───── Study material ─────

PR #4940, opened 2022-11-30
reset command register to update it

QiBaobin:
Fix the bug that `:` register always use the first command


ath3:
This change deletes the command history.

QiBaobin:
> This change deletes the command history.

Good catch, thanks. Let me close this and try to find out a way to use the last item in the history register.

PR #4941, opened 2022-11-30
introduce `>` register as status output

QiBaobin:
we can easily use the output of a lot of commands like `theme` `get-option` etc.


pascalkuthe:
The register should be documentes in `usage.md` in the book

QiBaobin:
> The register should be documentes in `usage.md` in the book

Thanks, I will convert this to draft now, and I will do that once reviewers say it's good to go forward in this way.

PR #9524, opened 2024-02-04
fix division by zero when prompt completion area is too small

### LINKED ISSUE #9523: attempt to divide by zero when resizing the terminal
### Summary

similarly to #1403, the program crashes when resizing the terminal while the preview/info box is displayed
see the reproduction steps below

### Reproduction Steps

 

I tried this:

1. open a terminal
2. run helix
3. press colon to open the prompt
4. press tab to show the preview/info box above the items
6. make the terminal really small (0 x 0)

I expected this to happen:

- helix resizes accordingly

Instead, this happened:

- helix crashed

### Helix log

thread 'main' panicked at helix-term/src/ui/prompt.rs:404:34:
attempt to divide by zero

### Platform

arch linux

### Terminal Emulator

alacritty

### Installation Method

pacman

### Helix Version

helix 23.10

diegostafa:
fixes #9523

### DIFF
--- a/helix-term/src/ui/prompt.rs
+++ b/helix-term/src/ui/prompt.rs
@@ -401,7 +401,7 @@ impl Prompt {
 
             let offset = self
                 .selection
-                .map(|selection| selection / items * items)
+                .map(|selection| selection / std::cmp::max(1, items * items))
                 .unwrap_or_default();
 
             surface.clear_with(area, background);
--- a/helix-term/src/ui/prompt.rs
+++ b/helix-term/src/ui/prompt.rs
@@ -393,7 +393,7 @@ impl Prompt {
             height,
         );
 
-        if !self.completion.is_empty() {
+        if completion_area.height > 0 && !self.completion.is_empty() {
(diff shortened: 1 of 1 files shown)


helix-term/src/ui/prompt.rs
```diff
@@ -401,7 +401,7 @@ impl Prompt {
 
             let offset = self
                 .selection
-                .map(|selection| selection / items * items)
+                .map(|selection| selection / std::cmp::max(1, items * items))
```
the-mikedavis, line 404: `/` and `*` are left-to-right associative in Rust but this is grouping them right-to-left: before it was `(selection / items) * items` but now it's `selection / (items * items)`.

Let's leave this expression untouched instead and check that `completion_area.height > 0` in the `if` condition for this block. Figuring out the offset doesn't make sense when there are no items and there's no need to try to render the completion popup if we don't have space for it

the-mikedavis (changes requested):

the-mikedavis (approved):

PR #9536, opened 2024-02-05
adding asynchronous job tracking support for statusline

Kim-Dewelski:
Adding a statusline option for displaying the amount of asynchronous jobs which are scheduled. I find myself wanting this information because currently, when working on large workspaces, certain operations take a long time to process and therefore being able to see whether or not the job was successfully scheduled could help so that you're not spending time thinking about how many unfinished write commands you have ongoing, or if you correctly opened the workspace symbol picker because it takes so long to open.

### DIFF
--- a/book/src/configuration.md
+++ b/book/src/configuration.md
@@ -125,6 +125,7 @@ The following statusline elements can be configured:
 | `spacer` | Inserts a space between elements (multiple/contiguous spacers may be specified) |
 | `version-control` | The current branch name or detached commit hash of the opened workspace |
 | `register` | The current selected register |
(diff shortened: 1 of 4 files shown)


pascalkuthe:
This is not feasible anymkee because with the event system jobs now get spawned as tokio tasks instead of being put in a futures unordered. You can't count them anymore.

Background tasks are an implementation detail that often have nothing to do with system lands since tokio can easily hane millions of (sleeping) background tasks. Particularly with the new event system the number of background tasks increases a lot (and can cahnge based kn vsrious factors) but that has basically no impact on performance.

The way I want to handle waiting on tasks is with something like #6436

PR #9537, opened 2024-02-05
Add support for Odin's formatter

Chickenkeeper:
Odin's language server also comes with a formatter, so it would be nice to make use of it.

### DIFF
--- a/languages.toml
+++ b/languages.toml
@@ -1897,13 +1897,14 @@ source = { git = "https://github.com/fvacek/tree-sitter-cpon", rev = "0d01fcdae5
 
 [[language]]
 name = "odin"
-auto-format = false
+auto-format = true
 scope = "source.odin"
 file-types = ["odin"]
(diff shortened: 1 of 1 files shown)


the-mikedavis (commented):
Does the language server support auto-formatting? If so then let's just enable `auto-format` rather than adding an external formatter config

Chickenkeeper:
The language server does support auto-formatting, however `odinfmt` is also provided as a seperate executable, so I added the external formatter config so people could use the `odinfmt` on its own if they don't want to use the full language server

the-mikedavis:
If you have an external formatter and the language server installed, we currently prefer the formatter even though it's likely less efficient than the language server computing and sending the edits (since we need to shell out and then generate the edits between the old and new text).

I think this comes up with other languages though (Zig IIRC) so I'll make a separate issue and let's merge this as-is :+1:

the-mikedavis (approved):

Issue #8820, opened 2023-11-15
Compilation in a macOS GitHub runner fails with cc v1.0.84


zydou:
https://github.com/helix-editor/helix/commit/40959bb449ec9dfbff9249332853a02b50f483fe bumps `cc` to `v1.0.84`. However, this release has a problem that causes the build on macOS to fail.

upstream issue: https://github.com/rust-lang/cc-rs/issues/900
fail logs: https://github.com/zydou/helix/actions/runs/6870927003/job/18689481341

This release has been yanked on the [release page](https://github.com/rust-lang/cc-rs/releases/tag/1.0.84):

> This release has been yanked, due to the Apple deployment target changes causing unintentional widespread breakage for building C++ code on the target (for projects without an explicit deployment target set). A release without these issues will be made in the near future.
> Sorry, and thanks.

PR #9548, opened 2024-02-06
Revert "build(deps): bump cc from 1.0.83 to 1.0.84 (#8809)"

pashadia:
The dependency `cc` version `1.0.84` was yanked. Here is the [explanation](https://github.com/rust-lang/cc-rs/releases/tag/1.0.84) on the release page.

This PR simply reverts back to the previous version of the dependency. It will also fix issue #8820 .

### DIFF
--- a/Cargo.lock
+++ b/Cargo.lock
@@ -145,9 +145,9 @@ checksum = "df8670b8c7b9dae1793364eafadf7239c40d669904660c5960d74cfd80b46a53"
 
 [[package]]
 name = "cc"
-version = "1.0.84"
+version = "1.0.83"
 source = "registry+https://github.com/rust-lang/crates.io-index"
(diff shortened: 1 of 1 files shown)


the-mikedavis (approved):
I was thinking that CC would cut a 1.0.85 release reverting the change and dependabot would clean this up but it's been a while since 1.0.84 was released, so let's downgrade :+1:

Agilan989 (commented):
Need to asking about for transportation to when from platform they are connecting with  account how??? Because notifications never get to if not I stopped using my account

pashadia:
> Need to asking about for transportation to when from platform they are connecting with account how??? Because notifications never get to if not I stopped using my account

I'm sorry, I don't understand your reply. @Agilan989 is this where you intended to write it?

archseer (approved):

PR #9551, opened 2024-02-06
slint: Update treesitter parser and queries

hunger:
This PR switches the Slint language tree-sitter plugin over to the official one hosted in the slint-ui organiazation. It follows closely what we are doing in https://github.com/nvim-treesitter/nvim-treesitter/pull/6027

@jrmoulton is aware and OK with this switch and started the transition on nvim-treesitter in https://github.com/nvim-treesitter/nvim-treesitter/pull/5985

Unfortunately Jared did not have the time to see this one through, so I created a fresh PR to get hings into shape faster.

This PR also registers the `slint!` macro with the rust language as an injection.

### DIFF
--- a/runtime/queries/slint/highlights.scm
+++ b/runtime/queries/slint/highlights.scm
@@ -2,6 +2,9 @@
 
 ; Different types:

─────

▸ **Requirement**:
Check each line of the material above for "support", count those that have it, and answer with the number alone.

▸ **Solution to this problem**:
4